1. NVidia’s 16-nm FinFET-based Tesla P100 incorporates stacked, High Bandwidth Memory 2 (HBM2) and Chip-on-Wafer-on-Substrate (CoWoS) technology.

The 16-nm FinFET-based Tesla P100 (Fig. 1) is the next-generation GPU from NVidia. It targets a range of applications including deep learning, delivering 12 times the performance of the previous GPU generation, NVidia’s Maxwell architecture. The Tesla P100 incorporates many new features and technologies, including High Bandwidth Memory 2 (HBM2) and Chip-on-Wafer-on-Substrate (CoWoS) technology.

The Tesla P100 consists of 15.3 billion transistors. HBM2 is the next generation of stacked, on-chip memory. AMD used HBM in its latest Radeon R9 series. NVidia also added unified memory support for CPUs and GPUs that is similar to AMD’s Heterogeneous System Architecture (HSA). This allows the CPU and GPU to use the same pointer structure simplifying CPU and GPU programs. The improved memory system deliver a 3x memory bandwidth performance boost. The Tesla P100 ECC memory runs at 720 Gbytes/sec.

Deep learning technologies employ neural networks with dozens to thousands of levels. The new half-precision instructions of the Tesla P100 allow it to deliver more than 21 TFLOPS of peak performance.
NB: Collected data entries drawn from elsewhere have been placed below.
PR #950, opened 2023-09-28
feat: add new admin endpoint to reset repository

dcshzj:
## Problem

Part of IS-446.

## Solution

**Breaking Changes**

**Features**:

It also delivers 5 TFLOPS of double-precision and 10 TFLOPS of single-precision performance.

The Tesla P100 is designed to work in multi-chip configurations linked together using the new NVLink interface, which runs at 160 GBytes/s—or five times faster than PCI Express Gen 3. Each chip has four NVLinks, allowing a rectangular layout without additional circuitry.

2. NVidia’s DGX-1 incorporates eight new Tesla P100 GPUs.

NVidia packs eight Tesla P100 GPUs into the new DGX-1 system (Fig. 2). The compact, rack mount system also includes 7 Tbytes of SSD storage and a pair of Intel Xeon CPUs. Each GPU has 16 Gbytes of memory; all comprise a hybrid cube mesh. DGX-1 has a pair of 10-Gigabit Ethernet ports and a quad 100Gbit/s InfiniBand port. The 3U system uses only 3,200 W and is priced at $129,000.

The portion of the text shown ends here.